DanceEditor: Towards Iterative Editable Music-driven Dance Generation with Open-Vocabulary Descriptions

Hengyuan Zhang · Zhe Li · Xingqun Qi · Mengze Li · Muyi Sun · Siye Wang · Man Zhang · Sirui Han


Abstract: Generating coherent and diverse human dances from music signals has gained tremendous progress in animating virtual avatars.
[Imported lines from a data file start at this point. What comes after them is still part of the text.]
PR #28801, opened 2026-07-10
fix(front): let workspace admins manage agent editors

adrsimon:
Fixes https://github.com/dust-tt/tasks/issues/9541

## Description

Fixes workspace admins getting a 403 ("Failed to update editors" toast) when clicking "Become an editor" on the *"You are not an editor of this agent"* gate in the agent builder.

#28649 split write and admin access on editor groups: admins keep `admin` but no longer have `write`, and managing the editor list became a `canAdministrate` action. That PR updated the **skill** editors endpoint but missed the **agent** side, which shares the same `agent_editors` permission block. The agent editors PATCH and the agent editor member-management paths in `agent.ts` still gated on `canWrite`, so admins were blocked.

This gates agent editor management on `canAdministrate`, mirroring the skill side. Members still pass (they have `admin`); content-write checks are unchanged.

Confirmed in prod: `PATCH …/editors` returned 403 176× in 14 days with `usr.role: admin` and message *"Only editors of the agent or workspace admins can modify editors."*

## Tests

Added a regression test (admin who isn't an editor adds self → 200). It fails with the old `canWrite` gate and passes with `canAdministrate`. Agent + skill editors suites green; typecheck and biome clean.

## Risk

Low. Broadens editor management from `write` to `admin` on editor groups, which is exactly the pre-#28649 behavior for admins. Members are unaffected. Rollback is a straight revert.

## Deploy Plan

### DIFF
--- a/front-api/routes/w/[wId]/assistant/agent_configurations/[aId]/editors.test.ts
+++ b/front-api/routes/w/[wId]/assistant/agent_configurations/[aId]/editors.test.ts
@@ -137,6 +137,27 @@ describe("PATCH /api/w/:wId/assistant/agent_configurations/:aId/editors", () => 
     expect(editorIds).toContain(newEditor.sId);
   });
 
+  it("admin who is not an editor should be able to add self as editor", async () => {
+    // Regression test for the "Become an editor" flow: a workspace admin who is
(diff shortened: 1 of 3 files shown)


adrsimon:
dup from https://github.com/dust-tt/dust/pull/28775

PR #28804, opened 2026-07-10
fix: upgrade Temporal TS SDK 1.15.0 → 1.15.1 (workflow isolation fix)

adrsimon:
## Description

Fixes dust-tt/tasks#9558.

Temporal published an advisory for a **severe workflow-isolation bug** in the TypeScript SDK. State can leak across workflow executions (module-level variables retaining another execution's values, queries returning the wrong execution's data, workflows stuck on stale promises) when **both** hold:

1. Worker uses `reuseV8Context: true`.
2. Workflow bundle uses `webpack >= 5.108.0`.

Affected SDK releases include **1.15.0**, which we pin exactly across `connectors`, `front` and `front/workers-build`. The fix is **1.15.1**.

We are **not exposed today** (resolved webpack was `< 5.108.0`), but `@temporalio/worker` declares an unpinned transitive webpack range, so a routine lockfile refresh could silently flip both conditions true. Bumping the SDK removes the risk at the source.

Changes:
- Bump `@temporalio/{activity,client,common,worker,workflow,interceptors-opentelemetry}` `1.15.0 → 1.15.1` in `connectors/package.json`, `front/package.json`, `front/workers-build/package.json`.
- Regenerate lockfiles. `front`/`connectors` share the root workspaces `package-lock.json`; `front/workers-build/package-lock.json` was also reconciled off its stale `1.12.1` pin (itself an affected release, per the issue notes).
- Kept exact pins to match the existing convention in these files. The issue suggested a `^1.15.1` caret; happy to switch if reviewers prefer patches to flow in automatically.

⚠️ **`.npmrc`: `min-release-age` temporarily lowered `7 → 1`.** `@temporalio/*` 1.15.1 was published 2026-07-08, so the repo's 7-day supply-chain hold blocked it. There's a `# TODO` to rebump to `7` after 2026-07-15 (once 1.15.1 clears the 7-day window).

## Tests

- `npm install --package-lock-only` resolves cleanly in `front` and `connectors` (workspaces off root lockfile) and in `front/workers-build`.
- `front/workers-build` resolves webpack `5.108.4`, which is safe here because 1.15.1 patches the isolation bug in the SDK itself.
- `package-lock-check` pre-commit hook passes.

## Risk

Low. Patch-level SDK bump (1.15.0 → 1.15.1) with no API changes. Rollback is a straight revert of the version bumps and lockfiles.

## Deploy Plan

Standard deploy of `front` and `connectors`. Follow-up: revert `.npmrc` `min-release-age` back to `7` after 2026-07-15.


front/workers-build/package-lock.json
```diff
@@ -3296,9 +3275,9 @@
       }
     },
     "node_modules/terser": {
-      "version": "5.44.1",
```
aubin-tchoi, line 3299: the version of terser changes?

aubin-tchoi: maybe via temporal client > webpack actually

aubin-tchoi (approved):
LGTM but there are many changes, let's test on front-edge first

adrsimon:
tested on front-edge
- can launch a conversation
- can set up a trigger and create the temporal schedule 

temporal seems working 👍 merging

philipperolet:
hey @adrsimon sorry I missed that one and thanks @aubin-tchoi for reviewing

PR #28805, opened 2026-07-10
Analytics: expose parent message id in message table export

fabiencelier:
## Description

Closes https://github.com/dust-tt/tasks/issues/9443

Add parent message id for sub-agent in sub-conversations so user can track what triggerred the subconversation.
This value is only present for sub-agent in background mode (sub conversation).
For normal messages and sub-agent in handoff mode there is no need for the parent message id as there is a unique conversation id for them (and we don't currently track these parent id in ES anyway ^^)

## Tests

tested locally

Here is an export event, we can see the 2 calls to the agent "FrenchDelegateInBakcground" generated a call to a subagent "WebInfoSearcher" in a background conversation and these can be linked by the message parent id `iy1ZpKGdPl`

image

## Risk

low, this is a new field in the analytics export.

## Deploy Plan

deploy front

### DIFF
--- a/front/lib/api/analytics/messages_export.ts
+++ b/front/lib/api/analytics/messages_export.ts
@@ -21,6 +21,9 @@ interface AgentMessageDocument extends ElasticsearchBaseDocument {
   timestamp: string;
   agent_id: string;
   conversation_id: string;
+  // SIds of the agent messages that triggered this message through `run_agent`,
+  // direct parent first. Empty or absent for user-initiated messages.
+  ancestor_message_ids?: string[];
   user_id: string;
   context_origin: string;
   status: string;
@@ -37,6 +40,7 @@ export interface MessageExportRow {
   assistantName: string;
   assistantSettings: string;
   conversationId: string;
+  parentMessageId: string;
   userId: string;
   userEmail: string;
   source: string;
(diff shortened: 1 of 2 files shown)


front/lib/api/analytics/messages_export.ts
```diff
@@ -21,6 +21,9 @@ interface AgentMessageDocument extends ElasticsearchBaseDocument {
   timestamp: string;
   agent_id: string;
   conversation_id: string;
+  // SIds of the agent messages that triggered this message through `run_agent`,
```
aubin-tchoi: nit
```suggestion
  // Ids of the agent messages that triggered this message through `run_agent`,
```

front/lib/api/analytics/messages_export.ts
```diff
@@ -21,6 +21,9 @@ interface AgentMessageDocument extends ElasticsearchBaseDocument {
...
+  // direct parent first. Empty or absent for user-initiated messages.
```
aubin-tchoi, line 25: can't we pick between empty array or undefined?

aubin-tchoi (approved):
LGTM but don't you need to update the mapping?

front/lib/api/analytics/messages_export.ts
fabiencelier: We use empty array now days but some old docs may have undefined
This pre-exist this PR

PR #28807, opened 2026-07-10
fix(front): show agent default model as "Default" in picker even when outside the shortlist

Nils-Fedrigo:
## Description

When you switch the input bar to an agent whose default model is not part of the workspace's picker shortlist (e.g. an agent configured with GPT-5.5), the model picker used to display **Auto** instead of the agent's actual model. This happened because the picker only resolved the agent's model against the shortlist returned by `/api/w/[wId]/models`, and fell back to `Auto` when it wasn't found there.

The picker now falls back to the full supported-model catalog (`getSupportedModelConfig`) when the agent's configured model isn't in the shortlist. The model is then shown as **Default** in the trigger label and surfaced in the "Default from agent" section of the dropdown, exactly like a shortlisted default.

This only affects display/resolution of the *agent's* default. The `Auto` fallback still applies when the agent has no model or its model is `auto`, and the send-time payload is unchanged (the server already resolves models against the full catalog).

## Tests

Added `modelPickerUtils.test.ts` covering `resolveDefaultSelection`:
- Agent default that IS in the shortlist → resolves to `agent`.
- Agent default that is NOT in the shortlist (GPT-5.5) → falls back to the catalog and resolves to `agent` (previously `auto`), preserving reasoning effort.
- No agent model → `auto`.


Nils-Fedrigo:

- #28807 ◀

Fraggle (approved):

PR #28812, opened 2026-07-10
Add: ability to mark as done a task directly from the popup.

Fraggle:
## Description

Adds a `Checkbox` to `TaskDirectivePopoverBodyLoaded` so users can toggle a task done/todo directly from the task popup, without navigating to the Pod. When toggled, the task text renders with `line-through` + `text-faint` styling. The toggle is gated on `canEdit` (pod member + not archived).

The update uses `useUpdatePodTask` with an optimistic mutation: `mutateWorkspacePodTask` is called immediately with the projected state, then reverted on API error. `mutateWorkspacePodTask` is now threaded through as a typed prop (replacing the opaque `onTaskUpdated?: () => void`), which also lets the "start conversation" button trigger a full revalidation.

> 📸 Please attach a screenshot or GIF showing the checkbox interaction in the popup.

## Tests

Tested locally — toggled tasks done and back to todo from the popup, verified optimistic update and error rollback behavior.

## Risk

Low. Change is isolated to `TaskDirectiveBlock.tsx` and the pod task popup UI. The optimistic update pattern rolls back on API failure. No new API routes or DB changes.

## Deploy Plan

Deploy front.

### DIFF
--- a/front/components/markdown/TaskDirectiveBlock.tsx
+++ b/front/components/markdown/TaskDirectiveBlock.tsx
@@ -6,6 +6,7 @@ import { useUnifiedAgentConfigurations } from "@app/lib/swr/assistants";
 import {
   usePodMetadata,
   useStartPodTaskConversation,
+  useUpdatePodTask,
   useWorkspacePodTask,
 } from "@app/lib/swr/pods";
 import { timeAgoFrom } from "@app/lib/utils";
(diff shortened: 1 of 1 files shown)


Fraggle:

- #28812 ◀

matteotrab (approved):

PR #28815, opened 2026-07-10
Add: new tools to move conversation in/out of pods and change access.

Fraggle:
## Description

Three additions to the `pod_manager` MCP server:

- **`move_conversation_to_pod` / `move_conversation_out_of_pod`**: new tools (stake `never_ask`) that reassign a conversation's space to a target Pod or back to the user's personal space. Both default to the current agent conversation when no `conversationId` is provided. Backed by `moveConversationToProject` / `moveConversationOutOfProject` in `projects/conversations`.
- **`edit_information` gains `access` field**: agents can now flip a Pod between `restricted` and `open`. Respects the `areOpenPodsAllowed` workspace policy. Uses the new `getPodMemberAndEditorSIds` helper to preserve existing memberships when calling `pod.updatePermissions()`.
- **`create_pod` renames `visibility` → `access`** (`private` → `restricted`): aligns terminology with `edit_information`. This is a breaking schema change for any agent already calling `create_pod` with `visibility`.

UI: `PodEditInformationValidationDetails` shows a before/after diff card for each field being changed (title, description, access, pinned frame). `get_information` response now includes `access`.

## Tests

- Updated BM25 tool search test with queries for the three new intents.
- Snapshot updated for tool billing info and stakes.
- Tested manually.

## Risk

Medium. The `create_pod` `visibility` → `access` rename is a breaking schema change — agents currently generating `visibility` in their tool call will get a validation error until they re-read the updated tool definition. The `edit_information` access change calls `pod.updatePermissions()` which is the same path used by the UI; safe to rollback.

## Deploy Plan

Deploy front.

### DIFF
--- a/front/lib/api/actions/servers/pod_manager/metadata.ts
+++ b/front/lib/api/actions/servers/pod_manager/metadata.ts
@@ -21,6 +21,8 @@ export const POD_MANAGER_SERVER_NAME = "pod_manager" as const;
 export const UPDATE_MEMBERS_TOOL_NAME = "update_members" as const;
 export const LIST_MEMBERS_TOOL_NAME = "list_members" as const;
 export const SEMANTIC_SEARCH_TOOL_NAME = "semantic_search" as const;
+export const EDIT_INFORMATION_TOOL_NAME = "edit_information" as const;
+export const MOVE_CONVERSATION_TOOL_NAME = "move_conversation" as const;
 
 export const POD_MANAGER_TOOLS_METADATA = createToolsRecord({
   add_content_node: {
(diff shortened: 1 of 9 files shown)


Fraggle:

- #28815 ◀

front/lib/api/actions/servers/pod_manager/metadata.ts
```diff
@@ -440,6 +452,53 @@ export const POD_MANAGER_TOOLS_METADATA = createToolsRecord({
     toolCostCategory: "basic",
     freeUsage: true,
   },
+  [MOVE_CONVERSATION_TO_POD_TOOL_NAME]: {
```
matteotrab: What do you think of a single move conversation tool to move conversations out and in pods?

matteotrab (approved):

front/lib/api/actions/servers/pod_manager/metadata.ts
Fraggle: Yep good idea, less tools is always good !

PR #28816, opened 2026-07-10
Gate Anthropic tool search on real per-model support

flvndvd:
## Description

The `anthropic_tool_search` feature flag alone was enough to make the agent loop send `defer_loading`/the `tool-search-tool` entry on every Anthropic request, with no check for whether the specific model in use actually supports the feature. Anthropic only supports tool search on a handful of recent models, so a workspace with the flag on but an agent configured for an older Claude model would have gotten a request Anthropic likely rejects outright.


aubin-tchoi (approved):
LGTM

PR #28817, opened 2026-07-10
Exclude deferred tool schemas from the token-budget estimate

flvndvd:
## Description

Based on https://github.com/dust-tt/dust/pull/28816. Anthropic's tool-search feature excludes deferred tool definitions from the model's active context until they're actually discovered mid-conversation, confirmed directly from their own documentation: only tool definitions loaded into context by a search count as input tokens, and deferred ones sit outside the prefix entirely. Our own token-budget estimate didn't reflect that at all, it tokenized every available tool's full schema regardless of eager or deferred status, which meant the budget looked meaningfully tighter than it really was on any workspace with tool search active and a large tool catalog, since most tools in a typical setup end up deferred.

The fix only changes what gets fed into the existing token-counting call for the tools portion of the budget: eager specs plus the tool-search tool itself when tool search is active, everything as before when it isn't. 
## Risk

Low risk, since as of today, we use very conservative context window for most models.

### DIFF
--- a/front/temporal/agent_loop/lib/run_model.test.ts
+++ b/front/temporal/agent_loop/lib/run_model.test.ts
@@ -5,6 +5,7 @@ import { ANTHROPIC_PROVIDER_ID } from "@app/lib/api/llm/clients/anthropic/types"
 import {
   buildBaseSpecifications,
   buildSpecificationsWithReplayPlaceholders,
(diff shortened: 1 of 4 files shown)


aubin-tchoi (approved):
LGTM

PR #30075, opened 2026-08-06
Fix: double mount trigger double load_code in Frame viz

Fraggle:
## Description

`VisualizationWrapper`'s `loadCode` effect listed `memoizedDownloadFile` and `handleScreenshotDownload` as dependencies. After mount, `useResizeDetector` changes its `ref` identity, which caused those callbacks to be recreated and the effect to re-fire — fetching and re-transpiling the visualization code a second time.

Fix: store both callbacks in refs (`handleScreenshotDownloadRef`, `memoizedDownloadFileRef`) and forward to them from stable wrappers inside the effect, so they never appear in the dependency array. The effect now depends only on `api.data`, `isEditable`, and `identifier`. Added a `cancelled` cleanup flag to short-circuit any in-flight async work if the effect tears down mid-run.

## Tests

Tested locally: opened a Frame visualization and confirmed `load_code` fires exactly once on mount, with no second invocation triggered by `useResizeDetector` ref changes.

## Risk

Low. The change is purely inside `VisualizationWrapper` in the `viz` app. Callback forwarding via refs is a well-understood React pattern; the `cancelled` flag prevents any stale-async side effects. Fully rollback-safe.

## Deploy Plan

Deploy `viz` / front.

### DIFF
--- a/viz/app/components/VisualizationWrapper.tsx
+++ b/viz/app/components/VisualizationWrapper.tsx
@@ -38,7 +38,7 @@ import * as lucideAll from "lucide-react";
 import * as motionAll from "motion/react";
 import * as papaparseAll from "papaparse";
 import * as reactAll from "react";
-import { useCallback, useEffect, useMemo, useState } from "react";
+import { useCallback, useEffect, useMemo, useRef, useState } from "react";
 import { useResizeDetector } from "react-resize-detector";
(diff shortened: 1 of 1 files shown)


Fraggle:

- #30075 ◀

flvndvd (approved):

PR #30079, opened 2026-08-06
[front] feat: consumption analytics query scaffolding

sfriquet:
## Description

Foundation for the new consumption-index-backed analytics dashboard. No
endpoint and no UI yet — this is the shared query layer every following
branch builds on.

- `searchConsumptionAnalytics`: same contract as `searchAnalytics`, bound to
  `front.agent_message_consumption_analytics`.
- `period.ts`: resolves "this cycle" / "last N days".
  Workspaces not on credit-based pricing have no billing cycle, so they
  resolve to the current UTC calendar month.
- `scope.ts`: the filter dimensions and their index fields, plus the
  workspace-scoped query builder.
- `schema.ts`: shared zod contract for the period and filter query params.

## Tests

uts

## Risk

Low. Safe to rollback.

## Deploy Plan

Front only

### DIFF
--- a/front/lib/api/analytics/consumption/period.test.ts
+++ b/front/lib/api/analytics/consumption/period.test.ts
@@ -1,0 +1,50 @@
+import { resolveConsumptionPeriod } from "@app/lib/api/analytics/consumption/period";
+import { Authenticator } from "@app/lib/auth";
+import { WorkspaceFactory } from "@app/tests/utils/WorkspaceFactory";
+import { afterEach, beforeEach, describe, expect, it, vi } from "vitest";
+
+// Jul 13 2026 09:30 UTC.
+const NOW_MS = Date.UTC(2026, 6, 13, 9, 30);
+
+async function setup() {
+  const workspace = await WorkspaceFactory.basic();
+  const auth = await Authenticator.internalAdminForWorkspace(workspace.sId);
+  return { auth };
+}
+
+describe("resolveConsumptionPeriod", () => {
+  beforeEach(() => {
+    vi.useFakeTimers();
+    vi.setSystemTime(new Date(NOW_MS));
+  });
+
+  afterEach(() => {
+    vi.useRealTimers();
+  });
+
+  it("resolves a days window to [start-of-day (days-1 ago), now]", async () => {
+    const { auth } = await setup();
+
+    const period = await resolveConsumptionPeriod(auth, {
+      kind: "days",
+      days: 7,
+    });
+
+    expect(period).toEqual({
+      // 6 days before Jul 13, floored to midnight.
+      startDate: "2026-07-07T00:00:00.000Z",
+      endDate: "2026-07-13T09:30:00.000Z",
+    });
+  });
+
+  it("resolves the cycle to the current UTC calendar month for a workspace with no billing cycle", async () => {
+    const { auth } = await setup();
+
+    const period = await resolveConsumptionPeriod(auth, { kind: "cycle" });
+
+    expect(period).toEqual({
+      startDate: "2026-07-01T00:00:00.000Z",
+      endDate: "2026-08-01T00:00:00.000Z",
+    });
+  });
+});
--- a/front/lib/api/analytics/consumption/period.ts
+++ b/front/lib/api/analytics/consumption/period.ts
@@ -1,0 +1,93 @@
+import type { Authenticator } from "@app/lib/auth";
+import { getCachedMetronomeCurrentBillingPeriod } from "@app/lib/metronome/contracts";
+import logger from "@app/logger/logger";
+import { isCreditPricedPlan } from "@app/types/plan";
+import moment from "moment-timezone";
+
+/**
+ * Period resolution for the consumption analytics endpoints: turns a requested
+ * period into the [startDate, endDate) window the queries are scoped to.
+ *
+ * "this cycle" is the workspace's current billing cycle; "last N days" is a
+ * relative window.
+ */
+
+export type ConsumptionPeriodInput =
+  | { kind: "cycle" }
+  | { kind: "days"; days: number };
+
+export type ConsumptionPeriod = {
+  startDate: string;
+  endDate: string;
+};
+
+// Workspaces that are not on credit-based pricing have no billing cycle to
+// speak of, so "this cycle" is the current UTC calendar month for them.
+function calendarMonthBounds(now: Date): {
+  cycleStart: Date;
+  cycleEnd: Date;
+} {
+  const startOfMonth = moment.utc(now).startOf("month");
+  return {
+    cycleStart: startOfMonth.toDate(),
+    cycleEnd: startOfMonth.clone().add(1, "month").toDate(),
+  };
+}
+
+// Returns the bounds of the current billing cycle for the workspace, or the
+// current calendar month if the workspace is not on a credit-based plan.
+// If the billing cycle cannot be resolved, returns the current calendar month.
+async function resolveCycleBounds(
+  auth: Authenticator,
+  now: Date
+): Promise<{ cycleStart: Date; cycleEnd: Date }> {
+  const plan = auth.plan();
+  if (!plan || !isCreditPricedPlan(plan)) {
+    return calendarMonthBounds(now);
+  }
+
+  const workspaceId = auth.getNonNullableWorkspace().sId;
+  const periodResult =
+    await getCachedMetronomeCurrentBillingPeriod(workspaceId);
+  if (periodResult.isErr()) {
+    logger.warn(
+      { workspaceId, err: periodResult.error },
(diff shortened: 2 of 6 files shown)


sfriquet:

- #30031
    - #30079 ◀
        - #30080
            - #30082
                - #30083
                    - #30084
                        - #30085
                            - #30086
                                - #30087
                                    - #30088

front/lib/api/analytics/consumption/period.ts
```diff
@@ -0,0 +1,93 @@
...
+  };
+}
+
+// Returns the bounds of the current billing cycle for the workspace, or the
+// current calendar month if the workspace is not on a credit-based plan.
+// If the billing cycle cannot be resolved, returns the current calendar month.
+async function resolveCycleBounds(
+  auth: Authenticator,
+  now: Date
+): Promise<{ cycleStart: Date; cycleEnd: Date }> {
```
avervaet, line 43: nit: we could have a dedicated type for this

front/lib/api/analytics/consumption/period.ts
```diff
@@ -0,0 +1,93 @@
...
+ *
+ * "this cycle" is the workspace's current billing cycle; "last N days" is a
+ * relative window.
+ */
+
+export type ConsumptionPeriodInput =
+  | { kind: "cycle" }
+  | { kind: "days"; days: number };
+
+export type ConsumptionPeriod = {
```
avervaet, line 19: Open question why are we converting to string before fetching ES. i checked and other parts of the codebase do the same but it is not obvious for me as Date object would behave the same ?

front/lib/api/analytics/consumption/schema.ts
```diff
@@ -0,0 +1,51 @@
...
+  // filter is a map of dimension to selected ids and does not flatten well
+  // into repeated query params.
+  filter: z
+    .string()
+    .optional()
+    .transform((value) => {
+      if (!value) {
+        return undefined;
+      }
+      try {
```
avervaet, line 35: nit: this try/catch + .pipe(...optional()) shape is duplicated from programmatic_cost.ts and awu_usage_analytics.ts's FilterSchema. Could extract a shared jsonEncodedFilterSchema(schema) helper and reuse it in all three?

avervaet (approved):

front/lib/api/analytics/consumption/period.test.ts
```diff
@@ -0,0 +1,50 @@
...
+    });
+
+    expect(period).toEqual({
+      // 6 days before Jul 13, floored to midnight.
+      startDate: "2026-07-07T00:00:00.000Z",
+      endDate: "2026-07-13T09:30:00.000Z",
+    });
+  });
+
+  it("resolves the cycle to the current UTC calendar month for a workspace with no billing cycle", async () => {
```
flvndvd, line 40: Can we also add one test for workspace on a credit-based plan?

front/lib/api/analytics/consumption/period.ts
```diff
@@ -0,0 +1,93 @@
...
+  };
+}
+
+export async function resolveConsumptionPeriod(
+  auth: Authenticator,
+  input: ConsumptionPeriodInput
+): Promise<ConsumptionPeriod> {
+  const now = new Date();
+
+  if (input.kind === "days") {
```
flvndvd, line 76: `nit`

We prefer use case for discriminated type with an `assertNever` for the default, so in case someone adds a new value, linter is pretty helpful.

front/lib/api/analytics/consumption/period.ts
```diff
@@ -0,0 +1,93 @@
...
+    const startMs = moment
+      .utc(now)
+      .subtract(input.days - 1, "days")
```
flvndvd, line 79: Because 0-index based?

front/lib/api/analytics/consumption/schema.ts
```diff
@@ -0,0 +1,51 @@
...
+  days: z.coerce
+    .number()
+    .int()
+    .positive()
+    .optional()
+    .default(DEFAULT_CONSUMPTION_PERIOD_DAYS),
+  // JSON-encoded, mirroring the existing analytics filter query param: the
+  // filter is a map of dimension to selected ids and does not flatten well
+  // into repeated query params.
+  filter: z
```
flvndvd, line 28: Are we sure about using query params, over passing filters in the body. From experience query params have a limited length, and json encoding adds some oversize here.

front/lib/api/analytics/consumption/scope.ts
```diff
@@ -0,0 +1,81 @@
...
+  "model",
+  "tool",
+  "skill",
+  "source",
+] as const;
+
+export type ConsumptionScopeDimension =
+  (typeof CONSUMPTION_SCOPE_DIMENSIONS)[number];
+
+export const CONSUMPTION_DIMENSION_FIELDS: Record<
```
flvndvd, line 19: Let's avoid exporting if not used.

front/lib/api/analytics/consumption/scope.ts
```diff
@@ -0,0 +1,81 @@
...
+    nonEmpty.length === 1
+      ? { term: { [field]: nonEmpty[0] } }
+      : { terms: { [field]: nonEmpty } },
+  ];
+}
+
+/**
+ * Workspace-scoped query over a half-open [startDate, endDate) window.
+ */
+export function buildConsumptionScopeQuery({
```
flvndvd, line 56: Can we take `auth` here? We usually avoids the `workspaceId`.

front/lib/api/analytics/consumption/scope.ts
```diff
@@ -0,0 +1,81 @@
...
+}: {
+  workspaceId: string;
+  startDate: string;
+  endDate: string;
+  filter?: ConsumptionScopeFilter;
+  extraFilters?: estypes.QueryDslQueryContainer[];
+}): estypes.QueryDslQueryContainer {
+  const filters: estypes.QueryDslQueryContainer[] = [
+    { term: { workspace_id: workspaceId } },
+    { range: { [COMPLETED_AT_FIELD]: { gte: startDate, lt: endDate } } },
```
flvndvd, line 71: As we store this field as `long` in our mapping can we once we've parsed the dates earlier in your pipeline, exclusively use numbers?

front/lib/api/analytics/consumption/scope.ts
```diff
@@ -0,0 +1,81 @@
...
+  filter = {},
+  extraFilters = [],
+}: {
+  workspaceId: string;
+  startDate: string;
+  endDate: string;
+  filter?: ConsumptionScopeFilter;
+  extraFilters?: estypes.QueryDslQueryContainer[];
+}): estypes.QueryDslQueryContainer {
+  const filters: estypes.QueryDslQueryContainer[] = [
```
flvndvd, line 69: We had a type (that we apparently removed) that was ensuring `workspace_id` was a top level clause, fine to not add it back in this PR, but let's make sure that we eventually do it at some point.

flvndvd (approved):
Left a few comments, but good to go once addressed.

front/lib/api/analytics/consumption/period.ts
sfriquet: if you ask for "last 7 days" we start from today and substract 6 days, and take the start of that day, so we get the 6 full previous days + today up to now = 7 day.

front/lib/api/analytics/consumption/scope.ts
sfriquet: it'll be imported later on

front/lib/api/analytics/consumption/scope.ts
sfriquet: `completed_at` is mapped as a `date`. I'd rather have dates than numbers it's much easier to read when debugging / reading logs.
I kept `string` which is consistent with all the other analytics file, though `date` sounds even better to me :thinking:

front/lib/api/analytics/consumption/scope.ts
sfriquet: yes; note that we discussed add an assert checking the query contains a filter but it could still miss if the filter is present but optional.
we could add the filter in `esSearch` or `searchAnalytics()` which may add an extra filter but with AND semantics it's okay.

front/lib/api/analytics/consumption/schema.ts
sfriquet: OK will follow up

sfriquet:
merging and will follow up re: body parameter and enforcing workspace_id in `esSearch`

front/lib/api/analytics/consumption/scope.ts
flvndvd: Oh indeed, I thought it was store as `number` then fine.

PR #30081, opened 2026-08-06
Prevent Agent to create message in the same conversation.

Fraggle:
## Description

Removes the default-to-current-conversation fallback from the `create_conversation_message` Pod Manager tool, and adds an explicit guard that returns an `MCPError` when `conversationId` matches the running conversation's `sId`. `conversationId` is now required in the Zod schema (`.optional()` dropped). This prevents agents from posting messages back into their own conversation, which would trigger recursive agent loops.

## Tests

Tested manually.

## Risk

Low. The schema change makes `conversationId` required — any agent call that previously omitted it to self-post will now receive a clear error instead of silently looping. No DB changes, no API surface changes outside the MCP tool schema.

## Deploy Plan

Deploy front.

### DIFF
--- a/front/lib/api/actions/servers/pod_manager/metadata.ts
+++ b/front/lib/api/actions/servers/pod_manager/metadata.ts
@@ -557,9 +557,8 @@ export const POD_MANAGER_TOOLS_METADATA = [
     schema: {
       conversationId: z
         .string()
-        .optional()
         .describe(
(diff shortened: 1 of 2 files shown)


Fraggle:

- #30081 ◀

fontanierh (approved):

fontanierh (approved):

While existing methods enable dance synthesis directly, they overlook affording editable dance movements for users is more practical in real choreography scenes.Moreover, the lack of high-quality dance datasets incorporating iterative editing also limits addressing this challenge.To achieve this goal, we first construct $\textbf{DanceRemix}$, a large-scale multi-turn editable dance dataset comprising the prompt featuring over 12.6M dance frames and 42K pairs.In addition, we propose a novel framework for iterative and editable dance generation coherently aligned with given music signals, namely $\textbf{DanceEditor}$. Considering the dance motion should be both musical rhythmic and enable iterative editing by user descriptions, our framework is built upon a prediction-then-editing paradigm unifying multi-modal conditions.At the initial prediction stage, our framework improves the authority of generated results by directly modeling dance movements from tailored aligned music.Moreover, at the subsequent iterative editing stages, we incorporate text descriptions as conditioning information to draw the editable results through a specific-designed $\textbf{Cross-modality Edition Module (CEM)}$.Specifically, CEM adaptively integrates the initial prediction with music and text prompts as temporal motion cues to guide the synthesized sequences.Thereby the results display music harmonic while preserving fine-grained semantic alignment with text descriptions.Extensive experiments demonstrate that our method outperforms the state-of-the-art models on our newly collected DanceRemix dataset.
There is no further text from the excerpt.